A PSNI spokeswoman said: "In December 2006 The Social Services Inspectorate published a report ‘Our Children and Young People – Our Shared Responsibility’, which made three recommendations for the PSNI to improve public protection arrangements in each district to ensure the rights of children and vulnerable people are protected.  Those three recommendations were implemented.

As a result of a review carried out by police and Social Services following the publication of this report, at the beginning of 2007 Detectives from Crime Operations launched a criminal investigation into the allegations of organised child abuse at the former Brindley House children’s home in Fermanagh between 2000 and 2005. 

In 2008 a number of properties were searched and 11 people were arrested  in counties Fermanagh, Tyrone and Armagh and interviewed for child abuse offences, as part of a long and protracted investigation. A comprehensive file was prepared and submitted to the PPS. The PPS directed no prosecution after concluding that there was insufficient evidence to prosecute.  

If anyone has a complaint about the actions of police during this investigation they can contact the Office of the Police Ombudsman for an impartial investigation of the matter.

We would encourage anyone who has been the victim of any sexual or physical abuse, whether recently or in the past, to speak with our specially trained Detectives in our Public Protection Branch or to one of partner organisations specially trained to support victims. Please contact the police service on 101 or through our dedicated email address at historicalabuse@psni.pnn.police.uk where you will be put in contact with a specially trained officer."

NI Commissioner for Children and Young People, Koulla Yiasouma said:

“In 2005, the office of the Children’s Commissioner became aware of potential breaches in child protection procedures at Brindley House residential home where it was alleged children were being put at risk. These were raised with the relevant authorities and as required by law, rather than open his own inquiry, the then Commissioner, was assured by the Department of Health, Social Services and Public Safety that they would take the appropriate action.

"A review of child protection arrangements in the relevant Trust was subsequently published by The Social Services Inspectorate in December 2006 and following a review, police opened a criminal investigation.”

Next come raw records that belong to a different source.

PR #4083, opened 2023-12-05
Overlay: Do not initiate connections that will be immediately dropped

bboston7:
# Description

This change ensures that the overlay does not initiate outbound connections when it is shutting down (and therefore `OverlayManagerImpl::addOutboundConnection` will immediately drop the connection).

This change also adds a line to the logs indicating how to increase the number of outbound pending slots when
`OverlayManagerImpl::connectToImpl` fails due to insufficient slots.

# Checklist
- [x] Compiles
- [x] Ran all tests

### DIFF
--- a/src/overlay/OverlayManagerImpl.cpp
+++ b/src/overlay/OverlayManagerImpl.cpp
@@ -54,6 +54,30 @@ constexpr uint32_t INITIAL_FLOW_CONTROL_SEND_MORE_BATCH_SIZE_BYTES{100000};
 // longer than 2 seconds between re-issuing demands.
 constexpr std::chrono::seconds MAX_DELAY_DEMAND{2};
 
+bool
+OverlayManagerImpl::canAcceptOutboundPeer(PeerBareAddress const& address) const
+{
+    if (availableOutboundPendingSlots() <= 0)
+    {
+        CLOG_DEBUG(Overlay,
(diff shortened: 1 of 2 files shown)


src/overlay/OverlayManagerImpl.cpp
```diff
@@ -371,6 +371,16 @@ OverlayManagerImpl::connectToImpl(PeerBareAddress const& address,
                        "Peer rejected - all outbound pending connections "
                        "taken: {}",
                        address.toString());
+            CLOG_DEBUG(Overlay, "If you wish to allow for more pending "
```
marta-lokhova, line 374: I think it would be nice to extract the logging here and in `addOutboundConnection` into a separate function to avoid duplication

marta-lokhova (changes requested):
Thanks for the PR! I had a small cleanup suggestion

src/overlay/OverlayManagerImpl.cpp
bboston7: Good idea, I added a function `logPeerRejectionNoOutboundSlots` that deduplicates this.

bboston7: Ah, got it. I just made that change!

marta-lokhova:
r+ 2c55512d1dcc8ee3fc29ef2bd78842f7efb0fe82

PR #4086, opened 2023-12-07
Add BucketList size meter

### LINKED ISSUE #4085: Add metric for BucketList size
We currently have no metrics tracking `BucketList` size. This would be very useful, especially given that Soroban fees are dependent on BucketList size.

SirTyson:
# Description

Resolves #4085

Adds a meter to track BucketList size. 

# Checklist
- [x] Compiles
- [x] Ran all tests

### DIFF
--- a/docs/metrics.md
+++ b/docs/metrics.md
@@ -31,6 +31,7 @@ bucket.batch.objectsadded                 | meter     | number of objects added 
 bucket.memory.shared                      | counter   | number of buckets referenced (excluding publish queue)
 bucket.merge-time.level-<X>               | timer     | time to merge two buckets on level <X>
 bucket.snap.merge                         | timer     | time to merge two buckets
+bucketlist.size.bytes                     | counter   | total size of the BucketList in bytes
 bucketlistDB.bloom.lookups                | meter     | number of bloom filter lookups
 bucketlistDB.bloom.misses                 | meter     | number of bloom filter false positives
 bucketlistDB.query.loads                  | meter     | number of BucketListDB load queries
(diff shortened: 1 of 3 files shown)


docs/metrics.md
```diff
@@ -31,6 +31,7 @@ bucket.batch.objectsadded                 | meter     | number of objects added
 bucket.memory.shared                      | counter   | number of buckets referenced (excluding publish queue)
 bucket.merge-time.level-<X>               | timer     | time to merge two buckets on level <X>
 bucket.snap.merge                         | timer     | time to merge two buckets
+bucketlist.size.bytes                     | meter     | size of the BucketList in bytes, excluding future buckets
```
marta-lokhova, line 34: I would avoid mentioning future buckets to prevent confusion, since it's more of an implementation detail (future buckets aren't actually part of the bucketlist, just an optimization we do ahead of time)

src/bucket/BucketManagerImpl.cpp
```diff
@@ -828,6 +830,7 @@ BucketManagerImpl::addBatch(Application& app, uint32_t currLedger,
                                   deadEntries.size());
     mBucketList->addBatch(app, currLedger, currLedgerProtocol, initEntries,
                           liveEntries, deadEntries);
+    mBucketListSizeMeter.Mark(mBucketList->getSize());
```
marta-lokhova, line 833: I find this metric a bit confusing. Meters are good for "rate of something happening per desired unit of time". Here we update the meter with full BL size every ledger, but the meter's default unit of time is seconds, so the resulting rate you'll see will be bytes per second (BL size divided by 5 roughly) aggregated over several ledgers. So I'm not sure how to reason about it. 

You probably want to use a counter that you set once a ledger to get precise BL size, then our metrics exporter can properly scrape it and plot the size changes overtime

marta-lokhova (changes requested):

marta-lokhova (approved):

marta-lokhova:
r+ 2a09c8182dfe3806ee68548f8e36337a1c86ec38

PR #4091, opened 2023-12-13
Cache tx set resolution

marta-lokhova:


dmkozh:
r+ 8b336b4

dmkozh:
r+ 3e1849a

PR #4093, opened 2023-12-14
Bucket cleanup

### LINKED ISSUE #4031: Harden Bucket File IO
Currently, `Bucket` uses a single IO stream for both BucketDB lookups and eviction scans. This is dangerous, as we must perform BucketDB lookups during the eviction scan process. We should allocate a separate streams for eviction scans and investigate if there is a better IO interface other than streams for the random access required by BucketDB.

SirTyson:
# Description

Resolves #4031

This PR includes cleanups and hardening of `Bucket` related code.

- `loadPoolShareTrustlinesByAccountAndAsset`: Extended a test to make sure this function does not return outdated entries. This was working properly, but did not have an explicit test. I've also added an explicit `seenKeys` set instead of relying on the fact that `unordered_map::emplace` will not update a key if it already exists for more defensive programming. Finally, there was an edge case where if a `Bucket` only contained offers and did not contain a `METAENTRY`, the scan would return early. This should never happen in practice, but it has been fixed.
- XDRStream audit: I took a deep dive into `ifstream` and ran several experiments such as disabling stream buffering. I've concluded that `ifstream` with buffering is still the optimal file IO interface for BucketsDB. I've also checked that we're handling EOF and bad bits properly, and could not find any dependencies on out-of-spec behavior. The only code change was a minor scoping issue on a tracy metric.
- Added separate stream for BucketDB scans and eviction scans.
- Warn more aggressively if eviction scans get stuck. Previously, there was only a single warning per stuck bucket, and there we certain edge cases where the warning would not be triggered, such as if a large bucket was almost entirely TEMPORARY entries. Now, we warn on every ledger and check much more aggressively.

# Checklist
- [x] Compiles
- [x] Ran all tests

### DIFF
--- a/src/bucket/Bucket.cpp
+++ b/src/bucket/Bucket.cpp
@@ -255,7 +255,7 @@ Bucket::loadPoolShareTrustLinessByAccount(
     // Get upper and lower bound for poolshare trustline range associated
     // with this account
     auto searchRange = getIndex().getPoolshareTrustlineRange(accountID);
-    if (searchRange.first == 0 && searchRange.second == 0)
+    if (!searchRange)
     {
         // No poolshare trustlines, exit
         return;
@@ -263,8 +263,8 @@ Bucket::loadPoolShareTrustLinessByAccount(
 
     BucketEntry be;
     auto& stream = getIndexStream();
-    stream.seek(searchRange.first);
-    while (stream && stream.pos() < searchRange.second && stream.readOne(be))
+    stream.seek(searchRange->first);
+    while (stream && stream.pos() < searchRange->second && stream.readOne(be))
     {
         LedgerEntry entry;
         switch (be.type())
@@ -292,7 +292,7 @@ Bucket::loadPoolShareTrustLinessByAccount(
         }
 
         // If this is a pool share trustline that matches the accountID and
-        // is not shadowed, add it to results
+        // is the newest version of the key, add it to results
         if (trustlineCheck(entry.data) &&
             seenTrustlines.find(LedgerEntryKey(entry)) == seenTrustlines.end())
         {
--- a/src/bucket/Bucket.cpp
+++ b/src/bucket/Bucket.cpp
@@ -221,7 +221,7 @@ Bucket::loadKeys(std::set<LedgerKey, LedgerEntryIdCmp>& keys,
 
 void
 Bucket::loadPoolShareTrustLinessByAccount(
-    AccountID const& accountID, UnorderedSet<LedgerKey>& deadTrustlines,
+    AccountID const& accountID, UnorderedSet<LedgerKey>& seenTrustlines,
     UnorderedMap<LedgerKey, LedgerEntry>& liquidityPoolKeyToTrustline,
     LedgerKeySet& liquidityPoolKeys)
 {
@@ -238,7 +238,7 @@ Bucket::loadPoolShareTrustLinessByAccount(
     // Get upper and lower bound for poolshare trustline range associated
     // with this account
     auto searchRange = getIndex().getPoolshareTrustlineRange(accountID);
-    if (searchRange.first == 0)
+    if (searchRange.first == 0 && searchRange.second == 0)
     {
         // No poolshare trustlines, exit
         return;
@@ -265,7 +265,7 @@ Bucket::loadPoolShareTrustLinessByAccount(
             // later
             if (trustlineCheck(key))
             {
-                deadTrustlines.emplace(key);
+                seenTrustlines.emplace(key);
             }
             continue;
         }
@@ -277,8 +277,9 @@ Bucket::loadPoolShareTrustLinessByAccount(
         // If this is a pool share trustline that matches the accountID and
         // is not shadowed, add it to results
         if (trustlineCheck(entry.data) &&
-            deadTrustlines.find(LedgerEntryKey(entry)) == deadTrustlines.end())
+            seenTrustlines.find(LedgerEntryKey(entry)) == seenTrustlines.end())
         {
+            seenTrustlines.emplace(LedgerEntryKey(entry));
             auto const& poolshareID =
                 entry.data.trustLine().asset.liquidityPoolID();
 
--- a/src/bucket/Bucket.cpp
+++ b/src/bucket/Bucket.cpp
@@ -77,16 +77,33 @@ Bucket::Bucket()
 {
 }
 
-XDRInputFileStream&
-Bucket::getStream()
+std::unique_ptr<XDRInputFileStream>
+Bucket::openStream()
 {
-    if (!mStream)
+    releaseAssertOrThrow(!mFilename.empty());
+    auto streamPtr = std::make_unique<XDRInputFileStream>();
+    streamPtr->open(mFilename.string());
+    return std::move(streamPtr);
+}
+
+XDRInputFileStream&
+Bucket::getIndexStream()
+{
+    if (!mIndexStream)
     {
-        mStream = std::make_unique<XDRInputFileStream>();
-        releaseAssertOrThrow(!mFilename.empty());
-        mStream->open(mFilename.string());
+        mIndexStream = openStream();
     }
-    return *mStream;
+    return *mIndexStream;
+}
+
+XDRInputFileStream&
+Bucket::getEvictionStream()
+{
+    if (!mEvictionStream)
+    {
+        mEvictionStream = openStream();
+    }
+    return *mEvictionStream;
 }
 
 Hash const&
@@ -139,7 +156,7 @@ void
 Bucket::freeIndex()
 {
     mIndex.reset(nullptr);
-    mStream.reset(nullptr);
+    mIndexStream.reset(nullptr);
 }
 
 std::optional<BucketEntry>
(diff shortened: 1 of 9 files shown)


src/bucket/Bucket.cpp
```diff
@@ -238,14 +250,14 @@ Bucket::loadPoolShareTrustLinessByAccount(
     // Get upper and lower bound for poolshare trustline range associated
     // with this account
     auto searchRange = getIndex().getPoolshareTrustlineRange(accountID);
-    if (searchRange.first == 0)
+    if (searchRange.first == 0 && searchRange.second == 0)
```
dmkozh, line 253: Isn't this actually a protocol change?

src/bucket/Bucket.cpp
```diff
@@ -78,15 +78,27 @@ Bucket::Bucket()
...
+}
+
+XDRInputFileStream&
+Bucket::getEvictionStream()
+{
+    if (!mEvictionStream)
+    {
+        mEvictionStream = std::make_unique<XDRInputFileStream>();
+        releaseAssertOrThrow(!mFilename.empty());
+        mEvictionStream->open(mFilename.string());
```
dmkozh, line 99: IIUC the intention is to open two streams on the same file, right? A helper would be useful here then to avoid duplication and improve clarity.

src/bucket/Bucket.h
```diff
@@ -109,10 +115,10 @@ class Bucket : public std::enable_shared_from_this<Bucket>,
     // stored with their corresponding liquidity pool key in
     // liquidityPoolKeyToTrustline. All liquidity pool keys corresponding to
     // loaded trustlines are also reduntantly stored in liquidityPoolKeys.
-    // If a trustline key is in deadTrustlines, it is not loaded. Whenever a
-    // dead trustline is found, its key is added to deadTrustlines.
+    // If a trustline key is in seenTrustlines, it is not loaded. Whenever a
+    // dead trustline is found, its key is added to seenTrustlines.
```
dmkozh, line 119: dead->seen? I don't quite understand the logic of the change here though.

src/bucket/BucketList.cpp
```diff
@@ -892,6 +891,22 @@ BucketList::scanForEviction(Application& app, AbstractLedgerTxn& ltx,
         auto initialLevel = evictionIter.bucketListLevel;
         auto initialIsCurr = evictionIter.isCurrBucket;
         auto b = getBucketFromIter(evictionIter);
+
+        // Check to see if we can finish scanning the bucket before it receives
+        // an update
+        auto period = bucketUpdatePeriod(evictionIter.bucketListLevel,
```
dmkozh, line 897: Is this is a protocol change?

src/bucket/Bucket.cpp
SirTyson: No, if there are no poolshare trustline keys in a bucket, `getPoolshareTrustlineRange` returns the pair {0, 0}. We only checked the first 0, so this hardens the check slightly. This pair is the file offsets within the bucket to scan for the trustline entries. In practice, it should be impossible for any `LedgerEntry` to start at an offset of 0, because the first entry should always be a `MetaEntry`. This is why checking just the first member of the pair is sufficient. The first possible offset for a `LedgerEntry` should always by 16. This just hardens the check a little, since `getPoolshareTrustlineRange` is expected to return {0, 0} if no keys exist.

src/bucket/BucketList.cpp
SirTyson: No, this only effects metrics and logging.

src/bucket/Bucket.h
SirTyson: For a given key, there is only one valid version of the entry. However, because the bucket list is a log-structured merge tree, multiple different versions of a key can exist simultaneously on different levels. For example, if a key has been recently deleted, there may be a DEADENTRY of the key marking that it has been deleted on level 0, but a LIVEENTRY of the same key on some lower level N. For this particular query, we have to scan all levels of the BucketList. Previously, this set was called `deadTrustlines` because it kept track of all the DEADENTRY keys we had already seen. That way, if we scan a DEADENTRY on level 0, we know not to later load that entry if we find a LIVEENTRY version on a lower level.

However, if an entry has been updated multiple times, it's possible that there are multiple LIVEENTRIES on multiple levels of the bucket list with different values of the same key. Suppose we have some key k that exists as a LIVEENTRY on both level 0 and 2. This function would first load the newest version on level 0, and emplace it into `liquidityPoolKeyToTrustline`. Later on, we then load the outdated version on level 2. This key is not in `deadTrustlines`, since there has been no DEADENTRY. So, we would again call `emplace` into `liquidityPoolKeyToTrustline` for the outdated version of the entry. In practice this is fine, since the key already exists in the map so emplace would just be a no-op.

This change cleans up the code to make this behavior more explicit. The first time we see a key, we add it to `seenTrustlines`. Whenever we call emplace, we check to make sure we haven't seen the key yet. If we have already seen the key, we know the version we just scanned is outdated, so we don't call emplace and continue.

src/bucket/Bucket.cpp
```diff
@@ -77,16 +77,33 @@ Bucket::Bucket()
 {
 }
 
+void
+Bucket::openStream(std::unique_ptr<XDRInputFileStream>& streamPtr)
+{
+    releaseAssertOrThrow(!streamPtr);
```
dmkozh, line 83: nit: just return a unique_ptr  and you won't need to worry about verifying the reference. It's generally a bit weird style.

src/bucket/Bucket.h
dmkozh: Thanks for the explanation!

src/bucket/BucketList.cpp
```diff
@@ -891,6 +891,22 @@ BucketList::scanForEviction(Application& app, AbstractLedgerTxn& ltx,
...
+                                         evictionIter.isCurrBucket);
+
+        // Ledgers remaining until the current Bucket changes
+        auto ledgersRemainingToScanBucket = period - (ledgerSeq % period);
+        auto bytesRemaining = b->getSize() - evictionIter.bucketFileOffset;
```
marta-lokhova, line 902: Is the bytes remaining calculation here compared to using total bucket size previously done to get more accuracy in case we hit LE limit first during eviction? Also, any particular reason for the code move?

marta-lokhova (changes requested):

src/bucket/BucketList.cpp
SirTyson: Correct, the previous check assumed you read the maximum amount of bytes possible each ledger, which may not be true given the LE limit. The code moved so that we check this every ledger. Previously, we only did this check once when switching to a new bucket. Now, we check every ledger. This will warn more aggressively so it's harder to miss and also allows us to catch the case where we get stuck due to the LE limit.

SirTyson: Correct, the previous check assumed you read the maximum amount of bytes possible each ledger, which may not be true given the LE limit. The code moved so that we check this every ledger. Previously, we only did this check once when switching to a new bucket. Now, we check every ledger. This will warn more aggressively so it's harder to miss and also allows us to catch the case where we get stuck due to the LE limit.

src/util/XDRStream.h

The Impartial Reporter contacted Paula Kane who owned the now defunct Care (NI) Ltd  and asked her to respond to the claims that children from Brindley House were sexually abused by men. 

She replied: “Every single incident of concern and of a child protection nature was recorded and reported to the Western Board. We had no powers to investigate. 

“When our concerns heightened, we took the decision as a staff to report the issue to the Children’s Commissioner as we weren’t satisfied with the response around the ongoing issues with Brindley. 

“Once we did that we took the decision to close it as it was clear the children were of significant risk.”